**Data for processing:**
PR #2593, opened 2018-10-18
HHH-13045 - Test and fix for accessing assocation id on alias of element collection in query

beikov:
https://hibernate.atlassian.net/browse/HHH-13045

### DIFF
--- a/hibernate-core/src/main/java/org/hibernate/hql/internal/ast/tree/DotNode.java
+++ b/hibernate-core/src/main/java/org/hibernate/hql/internal/ast/tree/DotNode.java
@@ -683,7 +683,7 @@ public class DotNode extends FromReferenceNode implements DisplayableNode, Selec
 				return null;
 			}
 			// If the lhs is a collection, use CollectionPropertyMapping
-			Type propertyType = fromElement.getPropertyType( propertyName, propertyPath );
+			Type propertyType = fromElement.getPropertyType( propertyPath, propertyPath );
 			LOG.debugf( "getDataType() : %s -> %s", propertyPath, propertyType );
 			super.setDataType( propertyType );
 		}
--- a/hibernate-core/src/test/java/org/hibernate/test/annotations/collectionelement/EmbeddableCollectionElementWithLazyManyToOneTest.java
+++ b/hibernate-core/src/test/java/org/hibernate/test/annotations/collectionelement/EmbeddableCollectionElementWithLazyManyToOneTest.java
@@ -128,6 +128,31 @@ public class EmbeddableCollectionElementWithLazyManyToOneTest extends BaseCoreFu
 		);
 	}
 
+	@Test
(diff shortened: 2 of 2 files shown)


hibernate-core/src/test/java/org/hibernate/test/annotations/collectionelement/EmbeddableCollectionElementWithLazyManyToOneTest.java
```diff
@@ -128,6 +128,31 @@ public void testLazyBoth() {
 		);
 	}
 
+	@Test
+	@TestForIssue( jiraKey = "???")
```
JWGmeligMeyling: HHH-13045

hibernate-core/src/main/java/org/hibernate/hql/internal/ast/tree/DotNode.java
```diff
@@ -683,7 +683,7 @@ public Type getDataType() {
 				return null;
 			}
 			// If the lhs is a collection, use CollectionPropertyMapping
-			Type propertyType = fromElement.getPropertyType( propertyName, propertyPath );
+			Type propertyType = fromElement.getPropertyType( propertyPath, propertyPath );
```
gsmet: The method is the following:
```
	public Type getPropertyType(String propertyName, String propertyPath) {
		return elementType.getPropertyType( propertyName, propertyPath );
	}
```
so it makes a clear difference between the `propertyName` and the `propertyPath`. I wonder if it's more about the underlying code using the right parameter (e.g. it's using `propertyName` whereas it should be using `propertyPath` instead).

From what I can see, the confusion about this is growing in the code.

WDYT?

JWGmeligMeyling: Throughout the persisters its not uncommon for the definition of propertyName to be stretched to allow for nested property names. Other code in `DotNode` and `BasicEntityPropertyMapping` / `PropertyMapping` is already dependent on this. I currently interpret propertyName as *a path expression, for which its value can be determined by the property mapping of the root*. I think that best describes its use throughout `DotNode` and `PropertyMapping`. The name is slightly confusing though, and its expectation could be better document. But I can't think of a better name. Just using `propertyPath` here probably just leads to new sorts of confusion as well.

beikov: The `PropertyMapping` contains the full property paths, so it should never be a problem to do it this way. The code is very old, maybe the different parameters were used differently earlier. I tried looking through the history but couldn't find anything of value. All I can say is that using the propertyPath is IMO the correct way and that the propertyName could be dropped. Also note that there are a few callers of that method that do pass the same value twice as well.

gsmet:
Merged, thanks!

PR #2597, opened 2018-10-22
HHH-13057 Prevent Byte Buddy's Advice helper to reload to many resour…

Sanne:
…ces from the ClassLoader

Best understood after reading the JIRA:
 - https://hibernate.atlassian.net/browse/HHH-13057

### DIFF
--- a/hibernate-core/src/main/java/org/hibernate/bytecode/enhance/internal/bytebuddy/EnhancerImpl.java
+++ b/hibernate-core/src/main/java/org/hibernate/bytecode/enhance/internal/bytebuddy/EnhancerImpl.java
@@ -72,6 +72,27 @@ public class EnhancerImpl implements Enhancer {
 	private final TypePool typePool;
 
 	/**
+	 * Extract the following constants so that enhancement on large projects
+	 * can be done efficiently: otherwise each instance use will trigger a
+	 * resource load on the ClassLoader tree, triggering allocation of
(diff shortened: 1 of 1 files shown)


hibernate-core/src/main/java/org/hibernate/bytecode/enhance/internal/bytebuddy/EnhancerImpl.java
```diff
@@ -167,18 +187,18 @@ private TypePool buildTypePool(final ByteBuddyEnhancementContext enhancementCont
 									.annotateField( AnnotationDescription.Builder.ofType( Transient.class ).build() )
 							.defineMethod( EnhancerConstants.TRACKER_CHANGER_NAME, void.class, Visibility.PUBLIC )
 									.withParameters( String.class )
-									.intercept( Advice.to( CodeTemplates.TrackChange.class ).wrap( StubMethod.INSTANCE ) )
+									.intercept( adviceTrackChange.wrap( StubMethod.INSTANCE ) )
```
gsmet: Wondering if it would make sense to also cache the `wrap()` call. It would avoid creating a new object each time.

Sanne: I was afraid you'd say that :)

On it..

gsmet:
Nice! Merged, thanks!

PR #2600, opened 2018-10-24
HHH-11903 : @OneToOne Derived ID is null when returned by query when bidirectional

gbadner:
https://hibernate.atlassian.net/browse/HHH-11903


gbadner:
@dreab8, thanks for reviewing! I resolved the conflict and pushed to master.

PR #2601, opened 2018-10-24
HHH-13060

StanislavGubanov:
Test case for issue HHH-13060


gsmet:
@StanislavGubanov it looks like there are other commits in the PR? Could you rebase on master and have only the commits with the test case?

Thanks!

**Task prompt:** Using the entries above, tally how many lines have the word "each" in them; write the number and nothing more.

**Written reply:** 2